The study found that of 205 household contacts of people who had the Delta infection, 38% of household contacts who were unvaccinated tested positive for COVID-19, and 25% of vaccinated contacts tested positive for the Delta variant of coronavirus.

"By carrying out repeated and frequent sampling from contacts of COVID-19 cases, we found that vaccinated people can contract and pass on infection within households, including to vaccinated household members," Dr. Anika Singanayagam, co-lead author of the study, said.

Ajit Lalvani, a professor of infectious diseases at Imperial College London who co-led the study, said, "Vaccines are critical to controlling the pandemic, as we know they are very effective at preventing serious illness and death from COVID-19. However, our findings show that vaccination alone is not enough to prevent people from being infected with the Delta variant and spreading it in household settings."

"The ongoing transmission we are seeing between vaccinated people makes it essential for unvaccinated people to get vaccinated to protect themselves from acquiring infection and severe COVID-19, especially as more people will be spending time inside in close proximity during the winter months," Lalvani added.

The study revealed that the median length of time since vaccination that the vaccinated infected contacts were recruited for the study was 101 days compared to an average of 64 days for uninfected contacts.
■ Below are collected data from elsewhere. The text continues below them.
PR #1297, opened 2022-09-20
`alloc`-free parse errors

Kixunil:
This implements various helpers for parse errors that will not require `alloc`. This PR is useless while all of the crates require `alloc` and is thus a draft so that you can look at the design.

PR #1916, opened 2023-06-20
internals: Bump version to 0.2.0

tcharding:
In preparation for release bump the version and add a changelog entry. Includes updating the dependency in `bitcoin` and `hashes`.

### DIFF
--- a/Cargo-minimal.lock
+++ b/Cargo-minimal.lock
@@ -63,7 +63,7 @@ dependencies = [
 
 [[package]]
 name = "bitcoin-internals"
-version = "0.1.0"
+version = "0.2.0"
 dependencies = [
  "serde",
 ]
--- a/Cargo-recent.lock
+++ b/Cargo-recent.lock
@@ -62,7 +62,7 @@ dependencies = [
 
 [[package]]
 name = "bitcoin-internals"
-version = "0.1.0"
+version = "0.2.0"
 dependencies = [
  "serde",
 ]
--- a/bitcoin/Cargo.toml
+++ b/bitcoin/Cargo.toml
@@ -34,7 +34,7 @@ all-features = true
 rustdoc-args = ["--cfg", "docsrs"]
 
 [dependencies]
-internals = { package = "bitcoin-internals", version = "0.1.0", path = "../internals" }
+internals = { package = "bitcoin-internals", version = "0.2.0", path = "../internals" }
 bech32 = { version = "0.9.0", default-features = false }
 hashes = { package = "bitcoin_hashes", version = "0.12.0", default-features = false }
 secp256k1 = { version = "0.27.0", default-features = false, features = ["bitcoin_hashes"] }
--- a/hashes/Cargo.toml
+++ b/hashes/Cargo.toml
@@ -23,7 +23,7 @@ all-features = true
 rustdoc-args = ["--cfg", "docsrs"]
 
 [dependencies]
-internals = { path = "../internals", package = "bitcoin-internals", version = "0.1.0" }
+internals = { path = "../internals", package = "bitcoin-internals", version = "0.2.0" }
 
 core2 = { version = "0.3.0", default_features = false, optional = true }
 schemars = { version = "0.8.3", optional = true }
--- a/internals/CHANGELOG.md
+++ b/internals/CHANGELOG.md
@@ -1,3 +1,9 @@
+# 0.2.0 - 2023-06-20
+
+- [Rename crate](https://github.com/rust-bitcoin/rust-bitcoin/pull/1885) to `bitcoin-internals`
+- Add module to assist [alloc-free parse error handling](https://github.com/rust-bitcoin/rust-bitcoin/pull/1297)
+- Move various macros here.
+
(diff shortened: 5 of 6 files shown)


Kixunil:
I don't remember any breaking changes to the crate, do you?

apoelstra:
I'm unsure about #1297. Other than that, no, no breaking changes.

tcharding:
To be honest I didn't think too hard about it, I'm basically of the opinion that semver pre-1.0 in rust-land is a clusterf**k so just bump the version to be safe and save having to think about it.

apoelstra:
IMHO it's fine to do a major bump on `internals` "just to be safe".

For any other crate in this repo, we would need to be much more careful :P.

Anyway this whole discussion is another argument for #1880.

tcharding:
Yeah I was assuming that `internals` would never go to v1.0, should never appear in the public API and should get a version bump everytime we release anything (since, at least for now, we tend to release the whole stack).

Is it technically wrong to do a minor version bump that includes no code changes (e.g. docs only, as an extreme obviously contrived example)? Question relates to semver rules in general and also cargo's interpretation of semver.

tcharding:
Now includes patches to update minimal/recent lock files. Please not the log in the minimal update because there are changes I cannot explain.

tcharding:
Needs `once_cell` pinning, will do tomorrow.

tcharding:
Alright, that's two hours of trying to sort out these dependencies - I'm giving up for now.

tcharding:
related: https://github.com/rust-bitcoin/rust-secp256k1/pull/621

tcharding:
Right, this has got be baffled. Why is the pinning not working on CI? It works locally.

tcharding:
We should document this upgrade process, it is proving to be quite annoying and wasting a whole bunch of time.

tcharding:
```
cargo 1.48.0 (65cbdd2dc 2020-10-14)
+ cargo update -p serde --precise 1.0.156
    Updating crates.io index
    Updating git repository `[https://github.com/llogiq/mutagen`](https://github.com/llogiq/mutagen%60)
error: failed to select a version for the requirement `once_cell = "=1.18.0"
```

The `once_cell` pinning shell command is not being run?

tcharding:
> @tcharding you need to pin it in the included `Cargo-*.lock` files.

Oh shit, that sucks - that means we require different lock files for MSRV builds to non-msrv builds. 

Perhaps we should use `Cargo-minimal.lock` only for MSRV build (and rename it to `Cargo-msrv.lock`) and use `Cargo-recent.lock` for stable build. Then remove the `--locked` for beta/nightly builds?

tcharding:
Added an initial patch that makes the MSRV tests only run against the minimal lock file, justified in the commit log.

tcharding:
> you need to pin it in the included Cargo-*.lock files.

I didn't want to do this because it effects the non-MSRV CI runs.

apoelstra:
> I didn't want to do this because it effects the non-MSRV CI runs.

Yes...we don't have separate lockfiles for MSRV and non-MSRV. That would be awful to maintain. It's fine to just not test with versions of crates that break MSRV.

tcharding:
I'm not sure what to do about this one. Putting on ice until hex is released.

apoelstra:
Hex is released now FYI :)

tcharding:
BOOM!

tcharding:
> > I didn't want to do this because it effects the non-MSRV CI runs.
> 
> Yes...we don't have separate lockfiles for MSRV and non-MSRV. That would be awful to maintain. It's fine to just not test with versions of crates that break MSRV.

So if I'm understanding you correctly we pin to versions that work with MSRV then test with these versions (i.e., minimal and recent never include versions higher than those pinned). This means everytime someone breaks semver rules and we have to change the pinning we have to update the comited manifests, is that an additional maintenance burden we want? It is already a PITA to fix the pinning (usually across the whole stack).

apoelstra:
> So if I'm understanding you correctly we pin to versions that work with MSRV then test with these versions (i.e., minimal and recent never include versions higher than those pinned). This means everytime someone breaks semver rules and we have to change the pinning we have to update the comited manifests, is that an additional maintenance burden we want?

No, it means that whenever *rustc* breaks and we're forced to upgrade, we have to update our manifests. When a crate breaks semver we won't even notice because we won't upgrade to the new broken crate.

tcharding:
ok, I've not _fully_ internalised everything you said but all the pinning stuff I did before was based on wrong assumptions on how things worked. Just hit me with a stick if I ask you the same thing again in a month.

apoelstra (approved):
ACK 8813a63ec90867f226f350cf66653c8da5b4249b

sanket1729 (approved):
utACK 8813a63ec90867f226f350cf66653c8da5b4249b

apoelstra:
Nice :) we can release this today and maybe even release the new hex-conservative today.

apoelstra (approved):
ACK 8813a63ec90867f226f350cf66653c8da5b4249b

apoelstra:
Tagged and published :)

PR #1917, opened 2023-06-20
hashes: Release `v0.13.0`

tcharding:
In preparation for `hashes` release, bump the version. Depend on new version in `rust-bitcoin`.

Note the `bitcoin-private` addition to the lock files is because we temporarily have two `bitcoin_hashes` dependencies and the secp one (v.0.12.0) depends on `bitcoin-private`.

### DIFF
--- a/Cargo-minimal.lock
+++ b/Cargo-minimal.lock
@@ -38,7 +38,7 @@ dependencies = [
  "bech32",
  "bincode",
  "bitcoin-internals",
- "bitcoin_hashes",
+ "bitcoin_hashes 0.13.0",
  "bitcoinconsensus",
  "core2",
  "hex-conservative",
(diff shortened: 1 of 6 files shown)


tcharding:
@apoelstra  since we no longer have to do the hashes/secp release dance `hashes` is ready for to release I believe. 

@sanket1729 can you review this one please, we are a bit thin on reviewers right now.

sanket1729 (approved):
utACK 53f68383b74025a0885056de1d3ae812f6913bca

tcharding:
Thanks bro!

apoelstra:
Nice! We should be able to release this, since it's (nearly) a leaf crate.

apoelstra (approved):
ACK 53f68383b74025a0885056de1d3ae812f6913bca

apoelstra:
Tagged and published.

stevenroose:
The 
```
Convert enum `crate::Error` to struct `crate::FromSliceError`.
```
 element is in the changelog twice.
 
Also, isn't it really unfortunate we have to do a breaking semver bump just for this one method? The hex module could just be deprecated and "archived" to avoid a breaking change.

tcharding:
Fixed changelog in #2048

> Also, isn't it really unfortunate we have to do a breaking semver bump just for this one method? The hex module could just be deprecated and "archived" to avoid a breaking change.

I don't understand this bit?

apoelstra:
@stevenroose interesting idea that we could've done a deprecation cycle for `hex`. I'm not sure why that didn't occur to us. It's not obvious how to do this since we want the `hashes::hex` symbol to refer to the `hex-conservative` crate now, so we need to move the module out of the way somehow.

I'm happy to double-back and do a 0.12.1 release if we think there's a way we could make the transition easier.

tcharding:
OTTOMH we can't deprectate because we re-export at the same path. Also, the code is literally exactly the same just coming from a different crate (all the code was cut and paste). (I don't remember 100% that we did not add stuff after the cutnpasta)

apoelstra:
If the code is literally exactly the same, we arguably don't need a breaking release.

But I think it did change, though I don't remember how.

tcharding:
No technical argument right now but I get a bad feeling about changing a dependency to a different crate silently. Even if we personally know we just cut and pasted the code.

This could point to a timeframe when COVID-19 vaccines lose their protective immunity — which is a much shorter time period than previously reported.

Lalvani, who is the director of the Health Protection Research Unit in Respiratory Infections for the National Institute for Health Research, was shocked by how quickly the vaccine lost its efficacy and advised people to get booster shots.

"What we found, surprisingly, was that by three months after the second vaccine dose, the risk of acquiring infection was high compared with being more recently vaccinated," Lalvani stated. "This suggests that vaccine induced protection is already waning by about three months after the second dose."

"We found that susceptibility to infection increased already within a few months after the second vaccine dose — so those eligible for COVID-19 booster shots should get them promptly," he recommended.

Imperial epidemiologist Neil Ferguson said, "Immunity wanes over time, it is imperfect, so you still get transmission happening, and that is why the booster program is so important."

Singanayagam hypothesized, "Our findings provide important insights into... why the Delta variant is continuing to cause high COVID-19 case numbers around the world, even in countries with high vaccination rates."

In April, Pfizer and BioNTech proclaimed that their COVID-19 vaccine provides protection for at least six months.

The Centers for Disease Control and Prevention recommends that eligible people get the booster at least six months after their second shot. The CDC says those who are eligible to receive a booster shot include anyone age 65 and older and anyone over 18 who is in long-term care settings, has an underlying medical condition, or works/lives in high-risk settings.